PR #255, opened 2022-09-12
Fix/lint staged

0x4007:
1. fix lint-staged (runs eslint and prettier on committed files only.)
2. move `/bin/` to `/utils/`
3. reimport nodemon config
4. reimport global dom typings (`*.svg` and `window.ethereum`)
5. run prettier and eslint on entire codebase (passes with ~60 warnings, no errors)
6. mobile sidebar (in the ui) enhancement. click off of sidebar to close it!


package.json
```diff
@@ -6,33 +6,43 @@
...
     "build:all": "yarn workspaces foreach run build",
     "test:all": "yarn workspaces foreach run test",
-    "purge:all": "yarn workspaces foreach run purge && rimraf './node_modules'",
+    "purge:all": "yarn workspaces foreach run purge && rimraf node_modules",
     "prettier:all": "yarn workspaces foreach run prettier",
     "lint:all": "yarn workspaces foreach run lint",
-    "build:ci:cloudflare": "yarn workspaces foreach run build",
-    "build:ci:netlify": "yarn workspaces foreach run build",
-    "build:ci:fleek": "yarn workspaces foreach run build"
+    "build:ci:cloudflare": "run-s build:all",
```
cuddle-dev: do we need to install run-s here? we can just use `yarn` like `yarn build:all`

cuddle-dev (approved):
Looks good to me

cuddle-dev:
can we temporarily stop changing for contracts workspaces as of now? because it has a bunch of refactors.

0x4007:
> can we temporarily stop changing for contracts workspaces as of now? because it has a bunch of refactors.

This is my first time using yarn workspaces but I presume that you're talking about changes in the `packages/contracts` directory.

cuddle-dev:
> > can we temporarily stop changing for contracts workspaces as of now? because it has a bunch of refactors.
> 
> This is my first time using yarn workspaces but I presume that you're talking about changes in the `packages/contracts` directory.

Right

package.json
0x4007: > do we need to install run-s here? we can just use `yarn` like `yarn build:all`

Okay good idea. So we can probably just do `    "build:ci:cloudflare": "build:all",` ?

cuddle-dev: yes. we can

PR #267, opened 2022-09-19
Feat/yield

### LINKED ISSUE #183: Proxy Yield Aggregator v1.0.0 - ERC4626 Compatible Deposit Contract
### Discussed in https://github.com/ubiquity/ubiquity-dollar-development/discussions/171

<div type='discussions-op-text'>

<sup>Originally posted by **pavlovcik** May 14, 2022</sup>
# "Bring Your Own Yield Source"

For the next iteration of the Proxy Yield Aggregator (PYA) program a user should be able to bring their own [ERC4626](https://github.com/fei-protocol/ERC4626/blob/7a947f2507b760ae470578cfb106f71ff5b1a14b/src/ERC4626Router.sol) compatible yield source, and connect it to our deposit contract. 

This product is intended for users to be able to stack the total yield that they can receive from their favorite yield bearing sources. 

Upon withdrawal, the user interface should present a slider which represents risk tolerance of the user. 

## Example

1. The user likes a new ERC4626 Compatible Yearn USDC vault that promises 20% APR.
1. The user "connects" the ERC4626 vault to our deposit contract. 
    1. Implementation details must be researched, but I hope that we can avoid a contract redeployment, a la deploying a new Uniswap market.
1. The user deposits 1000 USDC, and the USDC is immediately transferred to the underlying yield source.
1. One year later, the user seeks to withdraw their 1200 USDC, and returns to our user interface to withdraw.
1. The user interface presents a slider, which seeks to understand the user's risk/reward tolerance 
    1. For example, the user can withdraw with no additional risk (1200 USDC) or the user can withdraw with max risk (2400 uCR)
    1. The idea is that the user can convert the USDC into our uCR for a premium 
    1. In exchange, the Ubiquity Dollar is able to raise collateral for the dollar in perpetuity.
1. User withdraws at "25% r/r" netting them something like 900 USDC and 900 uCR (premium curve formula to be determined)
    1. "50% r/r" would be 600 USDC and 1200 uCR
    1. "100% r/r" is 0 USDC and 2400 uCR
    1. "16.7% r/r" is 1000 USDC and 400 uCR // I imagine that many would, in this example go here or lower in order to only convert yield, and to receive the principle back.

## Adjustable Parameters

1. uCR Premium, a math formula (default would be a linear calculation, 1 USDC -> 2 uCR)
    1. This would be deployed as a separate smart contract
    1. This gives us flexibility to implement exponential or logarithmic functions which may more efficiently produce our desired economic outcomes!
1. Yield token whitelist (default would be an array with the following contract addresses: USDC, DAI, LUSD)
    1. The idea is that, because the user is able to bring their own yield source, we wouldn't want a situation where they give assets that we do not want (like UST)
    1. Rejection should happen upon deposit, not withdrawal; in case we change our accepted assets after the user already has deposited their tokens.

## Remarks

It would be very interesting to match the uCR Premium (math formula) with the bond of the associated asset. That way we are purchasing at the same price premiums ecosystem wide. As long as we're mindful of 1. the interface implementation, and 2. that we architect it so we can associate the uCR Premium PER asset, then I think we can easily share the same formula between our bonds and the PYA. </div>

zgorizzo69:
added tests


cuddle-dev:
Great work! Looks good to me

cuddle-dev:
I think here are the last steps to get the remaining stuff done. @zgorizzo69 . hope this makes sense and its not much work for you. 🙏
- [ ] move packages/contracts/yield-aggregator/contracts into packages/contracts/src/yield-aggregator. If you just move them, there could be some conflicts in interfaces contracts. I hope you should be able to handle them
- [ ] move packages/contracts/yield-aggregator/test into packages/contracts/test/yield-aggregator. that would be great to fix interface/mock contract duplication issue
- [ ] Remove packages/contracts/dollar directory
- [ ] Remove packages/contracts/yield-aggregator directory

PR #904, opened 2024-02-25
feat: protect protocol upgradeability loss

### LINKED ISSUE #21: chaduke - The owner might remove selector DiamondCutFacet.diamondCut() and then the protocol loses upgradablity.
chaduke

medium

# The owner might remove selector DiamondCutFacet.diamondCut() and then the protocol loses upgradablity.

## Summary
The owner might remove selector DiamondCutFacet.diamondCut() and then the protocol loses upgradablity.

## Vulnerability Detail
The Ubiquity protocol uses the Diamond proxy to support upgradability of the protocol. There are two cases to add a facet:
1) When Diamond is first deployed, facets can be added via the constructor, in which the DiamondCutFacet and its selectors are added as well; 2) future facets cut are accomplished via DiamondCutFacet.diamondCut().

Therefore, it is important that DiamondCutFacet.diamondCut() will not be removed via itself. However, the following POC shows that the owner (either malicious, or stolen or by accident) might remove DiamondCutFacet.diamondCut().

```javascript
   function testDiamondCutFacet1() public {
        FacetCut[] memory facetCut = new FacetCut[](1);
        facetCut[0] = FacetCut({
            facetAddress: address(0),
            action: FacetCutAction.Remove,
            functionSelectors: selectorsOfDiamondCutFacet
        });

        vm.prank(owner);
        diamondCutFacet.diamondCut(facetCut, address(0x0), "");
    }
```

The following code shows that after removing, it is impossible to add it back due to the failing of calling diamondCutFacet.diamondCut(). The error message is that "the function does not exists"

```javascript
   function testDiamondCutFacet2() public {
        FacetCut[] memory facetCut1 = new FacetCut[](1);
        facetCut1[0] = FacetCut({
            facetAddress: address(0),
            action: FacetCutAction.Remove,
            functionSelectors: selectorsOfDiamondCutFacet
        });

        vm.prank(owner);
        diamondCutFacet.diamondCut(facetCut1, address(0x0), "");

        FacetCut[] memory facetCut2 = new FacetCut[](1);
        facetCut2[0] = FacetCut({
            facetAddress: address(diamondCutFacet),
            action: FacetCutAction.Add,
            functionSelectors: selectorsOfDiamondCutFacet
        });
        vm.prank(owner);
        vm.expectRevert();
        diamondCutFacet.diamondCut(facetCut2, address(0x0), "");
    }

```

Note the following line prevents the removel of a function from diamond.sol but not from DiamondCutFacet, which has a different address from Diamond (the proxy): 

[https://github.com/sherlock-audit/2023-12-ubiquity/blob/d9c39e8dfd5601e7e8db2e4b3390e7d8dff42a8e/ubiquity-dollar/packages/contracts/src/dollar/libraries/LibDiamond.sol#L326](https://github.com/sherlock-audit/2023-12-ubiquity/blob/d9c39e8dfd5601e7e8db2e4b3390e7d8dff42a8e/ubiquity-dollar/packages/contracts/src/dollar/libraries/LibDiamond.sol#L326)

## Impact
The owner might remove selector DiamondCutFacet.diamondCut() and then the protocol loses upgradablity.

## Code Snippet

[https://github.com/sherlock-audit/2023-12-ubiquity/blob/d9c39e8dfd5601e7e8db2e4b3390e7d8dff42a8e/ubiquity-dollar/packages/contracts/src/dollar/facets/DiamondCutFacet.sol#L14-L21](https://github.com/sherlock-audit/2023-12-ubiquity/blob/d9c39e8dfd5601e7e8db2e4b3390e7d8dff42a8e/ubiquity-dollar/packages/contracts/src/dollar/facets/DiamondCutFacet.sol#L14-L21)

## Tool used
Foundry

Manual Review

## Recommendation
Add code into  DiamondCutFacet.diamondCut() to check that  the argument ``_diamondCut`` does not contain the cut that will remove DiamondCutFacet.diamondCut().

gitcoindev:
diamondCut function cannot be removed.

Resolves: https://github.com/sherlock-audit/2023-12-ubiquity-judging/issues/21

### DIFF
--- a/packages/contracts/src/dollar/libraries/LibDiamond.sol
+++ b/packages/contracts/src/dollar/libraries/LibDiamond.sol
@@ -321,7 +321,8 @@ library LibDiamond {
             _facetAddress != address(0),
             "LibDiamondCut: Can't remove function that doesn't exist"
         );
-        // precomputed bytes4(keccak256()) diamondCut function selector 0x1f931c1c to save gas
+        // precomputed diamondCut function selector to save gas
+        // bytes4(keccak256(abi.encodeWithSignature("diamondCut((address,uint8,bytes4[])[],address,bytes)"))) == 0x1f931c1c
         require(
             _selector != bytes4(0x1f931c1c),
             "LibDiamondCut: Can't remove diamondCut function"
--- a/packages/contracts/src/dollar/libraries/LibDiamond.sol
+++ b/packages/contracts/src/dollar/libraries/LibDiamond.sol
@@ -321,6 +321,11 @@ library LibDiamond {
             _facetAddress != address(0),
             "LibDiamondCut: Can't remove function that doesn't exist"
         );
+        // precomputed bytes4(keccak256()) diamondCut function selector 0x1f931c1c to save gas
+        require(
+            _selector != bytes4(0x1f931c1c),
+            "LibDiamondCut: Can't remove diamondCut function"
+        );
         // an immutable function is a function defined directly in a diamond
         require(
             _facetAddress != address(this),
--- a/packages/contracts/test/diamond/DiamondTest.t.sol
+++ b/packages/contracts/test/diamond/DiamondTest.t.sol
@@ -287,6 +287,23 @@ contract TestDiamond is DiamondTestSetup {
         IMockFacet(address(diamondCutFacet)).functionB();
     }
 
+    function testCutFacetShouldNotRemoveDiamondCutFunction() public {
+        FacetCut[] memory facetCut = new FacetCut[](1);
+        bytes4[] memory selectors = new bytes4[](1);
+        selectors[0] = diamondCutFacet.diamondCut.selector;
+
+        facetCut[0] = FacetCut({
+            facetAddress: address(0),
+            action: FacetCutAction.Remove,
+            functionSelectors: selectors
+        });
+
+        // try to remove diamondCut function
+        vm.prank(owner);
+        vm.expectRevert("LibDiamondCut: Can't remove diamondCut function");
+        diamondCutFacet.diamondCut(facetCut, address(0x0), "");
+    }
+
     function testSelectors_ShouldBeAssociatedWithCorrectFacet() public {
         for (uint256 i; i < facetAddressList.length; i++) {
             if (compareStrings(facetNames[i], "DiamondCutFacet")) {


packages/contracts/src/dollar/libraries/LibDiamond.sol
```diff
@@ -321,6 +321,11 @@ library LibDiamond {
             _facetAddress != address(0),
             "LibDiamondCut: Can't remove function that doesn't exist"
         );
+        // precomputed bytes4(keccak256()) diamondCut function selector 0x1f931c1c to save gas
+        require(
+            _selector != bytes4(0x1f931c1c),
```
rndquu, line 327: @gitcoindev  Can we make it explicit without hard to read magic bytes?

0x4007: Well the comment is pretty clear for what it does and why its there. I think its probably fine unless there is a better way to do this.

gitcoindev: I am aware this looks like black magic, that's why I added the comment to clarify where did this value came from. I also run the test case locally with `-vvv` debug to confirm the value in the logs. The best explanation I found was at https://solidity-by-example.org/function-selector/

rndquu: > I am aware this looks like black magic, that's why I added the comment to clarify where did this value came from. I also run the test case locally with `-vvv` debug to confirm the value in the logs. The best explanation I found was at https://solidity-by-example.org/function-selector/

1. `require(_selector != DiamondCutFacet.diamondCut.selector)` is way more explicit
2. I have to spend time to check that `bytes4(keccak256(abi.encodeWithSignature("diamondCut((address,uint8,bytes4[])[],address,bytes)"))) == 0x1f931c1c` (which is `true` by the way)
3. Next time some contributor will see these magic bytes and will think that "ohh these guys like gas optimizations, why don't I introduce a completely unaudited custom bit math lib"

Approving this because you're busy with staking which is way more important that arguing over 4 bytes

rndquu (approved):

packages/contracts/src/dollar/libraries/LibDiamond.sol
gitcoindev: Thank you @rndquu for your effort and valuable feedback. I am going to add 2) to the comment, it will be clear for everyone else.

rndquu: Thank you

molecula451 (approved):

PR #920, opened 2024-03-25
refactor(migration): deploy collateral in testnet

rndquu:
This PR refactors migration script:
- for mainnet we use `LUSD` collateral token (read its address from env variable)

........

Considering only the data above, return the lines in which "upgradablity" occurs.

### LINKED ISSUE #21: chaduke - The owner might remove selector DiamondCutFacet.diamondCut() and then the protocol loses upgradablity.
# The owner might remove selector DiamondCutFacet.diamondCut() and then the protocol loses upgradablity.
The owner might remove selector DiamondCutFacet.diamondCut() and then the protocol loses upgradablity.
The owner might remove selector DiamondCutFacet.diamondCut() and then the protocol loses upgradablity.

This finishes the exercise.